The role of Manager of Regulatory Affairs involves overseeing daily clinical research regulatory operations, ensuring compliance with institutional policies, federal regulations, and good clinical practices. Key responsibilities include managing study start-up and approval processes, ensuring studies are FDA inspection-ready, and supervising regulatory affairs coordinators. The manager will maintain team metrics, design systems for workflow efficiency, and stay updated on regulatory changes. Additional duties include developing SOPs, training the regulatory team, preparing for audits, and collaborating with leaders to improve processes. The position also requires working closely with clinical operations to address regulatory non-compliance and implement corrective actions.

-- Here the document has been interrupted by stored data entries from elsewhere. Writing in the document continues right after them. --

PR #7003, opened 2024-01-04
Node and group customizations moved to Kiali style components

leandroberetta:
Resolves https://github.com/kiali/openshift-servicemesh-plugin/issues/224.
Resolves https://github.com/kiali/openshift-servicemesh-plugin/issues/225.

This PR removes the node.tsx and groups related .tsx files which were a copy from PF's DefaultNode and Default groups.

There is a small feature that can't be moved and an issue was created on PF repo to contribute it there as we have been doing it in the past with other features: https://github.com/patternfly/react-topology/issues/127

Also, this PR introduces a new way of focusing a node or a group when going back from the Node graph, it just simply selects the node or group, the selected node or group will remain until the user does another selection. I think this is even better than the original animation as a slow user can miss that animation.


frontend/src/pages/GraphPF/NodeDecorator.tsx
```diff
@@ -0,0 +1,38 @@
...
+  quadrant: TopologyQuadrant;
+  tooltip?: string;
+}
+
+const NodeDecoratorInner: React.FC<Props> = ({ element, quadrant, icon, tooltip }) => {
+  const { x, y } = getDefaultShapeDecoratorCenter(quadrant, element);
+  const decoratorRef = React.useRef<SVGAElement | null>(null);
+
+  return (
+    <Tooltip triggerRef={decoratorRef} content={!!tooltip ? tooltip : icon.text}>
```
ferhoyos, line 25: Content value can be simplified to: `content={tooltip ?? icon.text}`

leandroberetta: Thanks @ferhoyos !.

jshaughn (commented):
The work you've done is good, but I think we may be sacrificing too much to make this change:

-  In my opinion pre-select is not a reasonable replacement for the focus feature.  I can not locate the selected node, especially in a larger graph.  To be honest, PFT does not make it very obvious which node is selected.  I sometimes lose track of my selected node just when looking away from it.  
- The "raise" feature is very important because PFT loves to overlap labels.  If there were a way to keep labels inside of boxes it would help a lot, but I couldn't get Jeff's suggestion to work.  FWIW,  I think it should be PFT built-in to raise the hovered information.
- The scaled-label-on-hover feature has also been lost.  This is very important when trying to look at a larger graph.
- As an aside, I think there are problems with the trace overlay , although I'm not sure it's due to the PR.

I think we need to wait for PFT to support some of our customizations before we make this change.

leandroberetta:
Thanks for the review @jshaughn.

> The work you've done is good, but I think we may be sacrificing too much to make this change:
> 
> * In my opinion pre-select is not a reasonable replacement for the focus feature.  I can not locate the selected node, especially in a larger graph.  To be honest, PFT does not make it very obvious which node is selected.  I sometimes lose track of my selected node just when looking away from it.

Well, select a node or group is a kind of focus, although not animated. One think that I like for the select vs the focus is that the selected node and group remains selected. The focus animation goes away and the user might miss it. I do understand the issue with larger graphs, an interesting idea should be to zoom in the graph to the selected node/group. 

> * The "raise" feature is very important because PFT loves to overlap labels.  If there were a way to keep labels inside of boxes it would help a lot, but I couldn't get Jeff's suggestion to work.  FWIW,  I think it should be PFT built-in to raise the hovered information.

I created the following issue to address the overlapping labels: https://github.com/patternfly/react-topology/issues/127

> * The scaled-label-on-hover feature has also been lost.  This is very important when trying to look at a larger graph.

I missed this one, but we can create another issue in PF to address this.


> * As an aside, I think there are problems with the trace overlay , although I'm not sure it's due to the PR.
> 

I see, don't think it's related but I will fix it.

> I think we need to wait for PFT to support some of our customizations before we make this change.

Well, I do understand your concerns about the missing features in the new graph. My rational in this changes is that I prefer to go with what PF can do today, and then add these features through contributions in Patternfly topology.
Having said that, if you prefer, I can keep these customizations in the tsx files borrowed from PF, mostly for the groups.

leandroberetta:
> > One think that I like for the select vs the focus is that the selected node and group remains selected. The focus animation goes away and the user might miss it
> 
> Note that with Cytoscape we have focus animation and the node remains selected. The zoom idea may be an alternative, if we could center on the focus node.
> 
> If we merge without solving the raise/label-overlap issue, as well as the scaled-label-on-hover issue, I feel like the PFT solution will be quite degraded from cy for non-trivial graphs. This would only affect OSSMC and Backstage users, as we will not change from Cy for Kiali until PFT is as good or better. IF we can get Jeff to better explain his suggestion for getting labels inside the box, that would improve the situation A LOT.

When using the rectangular boxing (not yet released...) we can achieve the labels inside the box, take a look at: https://github.com/patternfly/react-topology/issues/126. 

This only fixes the overlapping labels, but not the scaling label, that still should be done. 

I will revert the commits that address the group customizations, let's keep the node changes, I think the group customizations will take longer due to all the requirements.

jshaughn:
I've been thinking about how to proceed here.  I do want to merge in the work you have done, because it is good to eliminate our private, modified copy of the internal PFT code.  That is a real danger with respect to being able to upgrade PFT.  But, we do lose important customizations that you were not able to port.  I think what we can do is merge you changes while also aggressively creating issues, and pushing for feature additions in PFT.  This approach may be OK because PFT is not the default graph impl for Kiali, so Kiali users will not really be affected.  OSSMC is pinned to Kiali version 1.73, and will be until OSSM 3 is release, giving us several months before changes to master will be pushed on OSSMC users.  In the best-case scenario this will be enough time for us to improve the PFT impl to the point that it is as good as, or better, than the Cyto impl.  If that happens we will be able to remove Cyto in the OSSM 3 timeframe.  Or, minimally, make PFT the default and deprecate Cyto.

jshaughn (dismissed):
OK, approving so we can avoid the copied+customized internal PFT code.  I've updated the Epic with follow-up tasks for the customizations we've lost.

I'm assuming that the PR is now targeted just to Nodes and we will deal with groups in another PR (may want to update the PR title).

jshaughn (approved):
OK, this looks more complete.  Forward!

Essential Functions and Responsibilities of the Job

• Manage the day-to-day clinical research regulatory operations ensuring responsibilities are completed in accordance with institutional policy, federal regulations and good clinical practices.
• Responsible for hiring, terminating, disciplinary actions and conducting performance reviews.
• Manages the study start-up and approval process from feasibility review to SIV, ensures efficiency and maintenance of regulatory compliance.
• Ensures ongoing research studies are compliant with regulations and all regulatory files are FDA inspection ready.
• Maintain regulatory team metrics and provide insight on portfolio performance indicators, which may include start up activity, deviations, and any reportable findings.
• Supervise the day-to-day activities of the regulatory affairs coordinators.
• Designs, implements, and manages a system for organizing, planning work-flow related to all research. regulatory study activities including developing organizational forms and tools to facilitate study completion and compliance.
• Is up to date on current federal, state, and local regulations and communicates changes to study team.
• Assists in the development, writing, and maintenance of SOPs including work instructions, forms, and templates.
• Responsible for training and development of the research regulatory team as well as the hiring, coaching, counseling, oversight and, performance reviews, termination, and the overall management of the regulatory processes to support day-to-day activities.
• Interact daily with team to ensure overall regulatory compliance.
• Works closely with institutional leaders to create processes for improvement and efficiency.
• Manages sponsor audit and FDA inspection preparation activities.
• In collaboration with the clinical operations manager, work with monitors in order to be able to identify trends in regulatory non-compliance.
• Works with clinical operations manager to develop appropriate corrective action plans and ensure adherence by study teams.
• Registers & maintains clinical trials on clinicaltrials.gov website for applicable studies.
• Participate in implementation of a new clinical trial management system and development of new workflows aligning with organizational need.
• Conduct regular internal audits of research studies and IRB documentation to assure compliance and FDA inspection readiness.

*Placement in the pay range is based on multiple factors including, but not limited to, relevant years of experience and qualifications. In addition to base pay, there may be additional compensation available for this role, including but not limited to, shift differentials, extra shift incentives, and bonus opportunities. Health and wellness is our passion at MemorialCare—that includes taking good care of employees and their dependents. We offer high quality health insurance plan options, so you can select the best choice for your family. And there’s more...Check out our MemorialCare Benefits for more information about our Benefits and Rewards.

Minimum Requirements

Qualifications/Work Experience:

• Minimum of seven (7) years of experience in regulatory documentation management or clinical research required.
• Knowledge of clinical trial federal, state and local regulations and good clinical practices required.
• Strong project management, analytical, organizational, and problem-solving skills required.
• Excellent time management and ability to prioritize work assignments independently required.
• Excellent interpersonal and communication skills required.

Education/Licensure/Certification:

• Bachelor’s Degree.
• Research certification (e.g., ACRP/CCRP or equivalent) required.